To be honest, at the time I was so totally immersed in the electricity privatisation. That’s a challenge for all ministers – by the time you’ve done your red boxes you’re just about able to come up for air to sort out constituency casework on your own patch. It is quite difficult sometimes getting a feel for the nation as a whole.

I was shocked when Margaret ceased to be Prime Minister but not surprised. There was a kind of feeling for some time that something was changing in the mood of colleagues.

What happened was there were a number of colleagues in marginal seats who took a view that if they didn’t have a change of leader they simply weren’t going to win the election. It was much more practical than ideological. They had taken a pragmatic view that they just weren’t going to win the next general election with Margaret Thatcher.
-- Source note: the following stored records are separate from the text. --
Issue #41, opened 2017-02-10
Options config value accepts only scalar values


ste93cry:
I was trying to set the `options` config key in the Symfony configuration but it accepts only scalar values while it should accept an array of key/values. Changing the `prototype` of the node from `scalar` to `variable` in the config tree builder works, although I think it would be better to have a full definition that checks all options available so that a user cannot add whatever he wants. Let me know what you think about this, I could submit a PR that fixes the issue

Jean85:
You are right! It should accept a full array, but maybe we should limit the amount possible stuff that can be passed in there?

PR is more than welcome!

ste93cry:
>but maybe we should limit the amount possible stuff that can be passed in there?

Indeed, but does it makes sense to invest time in doing it now when 2.0 version of the base library is being developed?

>It should accept a full array

Indeed, at the moment noone can use the options because of this

michaelzangerle:
I discovered the same issue when setting tags via options and took a look at the configuration tree of the bundle. There seems to be same issue multiple times (options, skip_capture, prefixes, excluded_app_paths, ...). The `prototype` is defined as `scalar` although the default is an `array`.

I thought about creating a PR to define the options that are also used by the Raven-Client but then again some values are set via setter injection and some via the configuration. I can think of three possible solutions:

- A. Add all the options the client accepts to the options property of the configuration tree and get rid of those that would be duplicate like `environment` (BC break).
- B. Create all the configuration options the client accepts at the same level as `environment` and pass the whole configuration on to the client (not that clean). `options` could then be removed.
- C. Leave the existing configuration properties as they are and add the not existing ones to the `options` property (not very clean but would not cause a BC break).

What do you think? I would prefer solution A as it is the cleanest one but some feedback before starting on the PR would be appreciated.

Jean85:
Since `options` is not working in the current form, I wouldn't consider it a BC changing the way it works; I also like option A, but I would prefer to deprecate first and drop later (in next major) the duplicates; we can accept both and throw an exception when **both are defined but with different values**.

In fact this is a mixed A-C approach, but just as a deprecation path towards a full-A case. I think that would be better, since in next major we will probably rewrite the option part anyway, due to the v2 ov the Sentry client.

michaelzangerle:
@Jean85 Do you know when the next major will be released? I am just wondering if it's even worth to change it or just move on to the next version...

Jean85:
[...]

PR #68, opened 2017-08-04
[BUGFIX] fixes the configuration tree

michaelzangerle:
Fixes issues discovered and discussed in issue https://github.com/getsentry/sentry-symfony/issues/41.

### DIFF
--- a/README.md
+++ b/README.md
@@ -54,66 +54,19 @@ class AppKernel extends Kernel
 
 ### Step 3: Configure the SDK
 
-Add your DSN to ``app/config/config.yml``:
-
-```yaml
-
-sentry:
-    dsn: "https://public:secret@sentry.example.com/1"
-```
-
-## Configuration
-
-The following can be configured via ``app/config/config.yml``:
-
-### app_path
-
-The base path to your application. Used to trim prefixes and mark frames as part of your application.
-
-```yaml
-sentry:
-    app_path: "/path/to/myapp"
-```
-
-### dsn
-
-[Sentry DSN](https://docs.sentry.io/quickstart/#configure-the-dsn) value of your project.
- Leaving this value empty will effectively disable Sentry reporting.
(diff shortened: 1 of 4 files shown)


michaelzangerle:
@Jean85 The failing tests are the same as in the master branch.

Jean85:
Hi @michaelzangerle, thanks a lot for this contibution!

Master branch [is green](https://travis-ci.org/getsentry/sentry-symfony/builds/258193235), to what failures are you referring to?

Also, I would prefer to not remove the deprecated option from the readme. Can you add a paragraph called "Deprecated options" that just summarizes with a YAML snippet the deprecated structure of option?

Thanks!

michaelzangerle:
@Jean85 Whoops it redirected me to the current build instead of the master build that's why I thought it also failed on master. But still do you have any idea why it's failing? It's not even in this bundle ... 

```
PHP Fatal error:  Class 'Raven_Processor_SanitizeDataProcessor' not found in /home/travis/build/getsentry/sentry-symfony/vendor/sentry/sentry/lib/Raven/Client.php on line 286
```

Yes I can add the deprecated options to the readme but is there any value to it? They should not be used anyway ...

Jean85:
I've restarted the latest build on master and it's still green. You should issue a `composer update --prefer-lowest` to try and reproduce the issue in your local environment.

As for the deprecated options in the README, I would like to write about that to leave a notice about the deprecation itself, something like this:

> ## Deprecated options
> In previous releases of this bundle, some of the previous options where set outside of the `options` level of the configuration file. Those still work but are deprecated, and they will be dropped in the 2.x release, so **you are advised to abandon them**; to provide forward compatibility, they can be used alongside the standard syntax, but values must match. This is a list of those option:
> ```
> sentry:
>     deprecated-option1: ~
>     deprecated-option2: ~
>     deprecated-option3: ~
>     ...
> ```

michaelzangerle:
@Jean85 Done and tests pass now.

There was then the other tension articulated in that speech Geoffrey Howe made of ministers and others who had had different kinds of grievances under Margaret. I took the view that anyone who was a minister who didn’t support Margaret should resign. And actually I did support Margaret. Personally I think it was desperately sad – tragic – that she was ousted in the way that she was ousted.

Sir Tony remained a minister under John Major, serving in four departments and tackling such thorny issues as the first Spanish fishing in UK waters ‘since the Armada’ and the BSE crisis.
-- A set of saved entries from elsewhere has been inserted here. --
PR #71, opened 2017-08-18
Add PHP 7.2 support

Jean85:
~~This is a very small, self-explanatory PR...~~

This PR adds PHP 7.2 in the build matrix and removes the only triggered deprecation because of that.


Jean85:
Build failures seem related to fixed bugs in PHP, since I do not get them running tests onto PHP 7.2.0beta2.

PR #72, opened 2017-08-24
Fix readme options error_types that expected array

JellyBellyDev:
see title of PR.

### DIFF
--- a/README.md
+++ b/README.md
@@ -119,7 +119,8 @@ Define which error types should be reported.
 ```yaml
 sentry:
     options:
-        error_types: E_ALL & ~E_DEPRECATED & ~E_NOTICE
+        error_types: 
+          - E_ALL & ~E_DEPRECATED & ~E_NOTICE
 ```
 
 #### exception_listener


Jean85:
Well, that was unexpected, thanks for noticing!

I assume you got that because you needed it and found the discrepancy: can you first report back if this seems to work? 
I don't like that it is like this, but changing this now would mean a BC; your PR could be still valid, but I would like to change it in the stable release.

JellyBellyDev:
In the previous release version (before you move options and set deprecated level config), this parameter should have a string value, in the new version it wants it as an array.

Maybe the bug is [here](https://github.com/getsentry/sentry-symfony/blob/c2493d76ee1856133c0214e1a1f48d51c2c0a6e0/src/Sentry/SentryBundle/DependencyInjection/Configuration.php#L76) and not should continue to be a array but a string?

JellyBellyDev:
However changing the configuration as reported in my readme works!

Jean85:
Well, then it's a bug!! I'll fix it right away, thanks for spotting it!

JellyBellyDev:
Happy to have been of help!

Jean85:
I've released a patch: https://github.com/getsentry/sentry-symfony/releases/tag/0.8.6
You're highly advised on updating to it; I'll get on working on the stable release ASAP, which will drop all this options-related nonsense.

JellyBellyDev:
🚀

Issue #79, opened 2017-10-19
No proper error page in case of fatal error when this bundle is activated


hectorj:
Hi!

I'm having a small problem with this bundle:

When I activate it, Symfony doesn't handle PHP fatal errors anymore.

Let's say I have a `$this->nonExistingMethod();` in one of my controller. Without this bundle, in prod env, Symfony displays a "pretty" HTML error page.

With this bundle, I get this instead:

![error 500](https://user-images.githubusercontent.com/2427959/31766668-8c66e0b6-b4c8-11e7-9942-d4740e1944fc.png)

My env is:
PHP 7.1
Symfony v3.3.10
sentry/sentry-symfony 0.8.6

Jean85:
I was able to reproduce it on our prod env, sorry for the issue :( I'll try to debug it...

hectorj:
From what I see, [here](https://github.com/symfony/symfony/blob/v3.3.10/src/Symfony/Component/HttpKernel/EventListener/DebugHandlersListener.php#L118) we get a `\Raven_ErrorHandler` instead of a `\Symfony\Component\Debug\ErrorHandler`, so `\Symfony\Component\HttpKernel\HttpKernel::terminateWithException` (instantiated [here](https://github.com/symfony/symfony/blob/v3.3.10/src/Symfony/Component/HttpKernel/EventListener/DebugHandlersListener.php#L105) and usually registered [here](https://github.com/symfony/symfony/blob/v3.3.10/src/Symfony/Component/HttpKernel/EventListener/DebugHandlersListener.php#L123)) is never registered.

That's because `\set_exception_handler` is called by `\Raven_ErrorHandler::registerExceptionHandler` which is called by `\Raven_Client::install` which is called when Symfony instantiates it (following the config [here](https://github.com/getsentry/sentry-symfony/blob/0.8.6/src/Sentry/SentryBundle/Resources/config/services.yml#L6)), which happens when Symfony instantiates `\Sentry\SentryBundle\EventListener\ExceptionListener`, which happens when Symfony gets all the listeners for the `KernelRequest` event. (sorry for the run-on sentence).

When the Conservatives lost the 1997 general election he returned to the back benches, where he has remained ever since.

He says he has no regrets about having not achieved higher office and instead found a new set of interests, including his current role of Second Church Estates Commissioner:

The thirteen years in which we were in opposition, one would have hoped, having served a couple of terms as Minister of State, one would have been considered for the Cabinet. But you can’t choose when your party goes into opposition.

Wherever one ends up in politics one can always say, ‘I could have done one rung higher.’ One has to enjoy what one does have the opportunity to do.

Politics is a bit like cricket. You can get on to the team but you never know when you’re going to bat, you never know when you’re going to field. You never know where in the team you’re going to bat, and I think you’ve got to be relatively philosophical about that.

While we were in opposition I had a whole parliament chairing the International Development Committee. I was able to discover a whole secret garden, a new language and I thought I had better give an impression I knew what I was talking about so I went off and did an MA back at Sussex.

I never expected in this Parliament that I’d be asked to be Second Church Estates Commissioner and concerned with things like where Richard III is going to be buried and women bishops.

You have to enjoy Parliament for what it is. Obviously you have got to give it your best and whatever tasks you are asked to do you have got to do to your best. I don’t think you can be disappointed if you’re not put into the Cabinet.

Like a number of retiring MPs, the introduction of five-year terms affected Sir Tony’s decision to stand down:

I became increasingly conscious that people in the constituency were saying to me, ‘Oh, Tony, the next election will be your last election, won’t it?’ They weren’t saying it unkindly, they were stating a matter of fact.

And I thought to myself: ‘Hang on a moment, if I stand again, by 2020 I’ll be nearly seventy and I’ll have done thirty-seven years.’

I didn’t want all that thing about ‘Are you going, are you staying, are you a lame duck?’ So I just thought it was better to go. Whether one does thirty-two years or thirty-seven in the totality of things, Parliament goes on.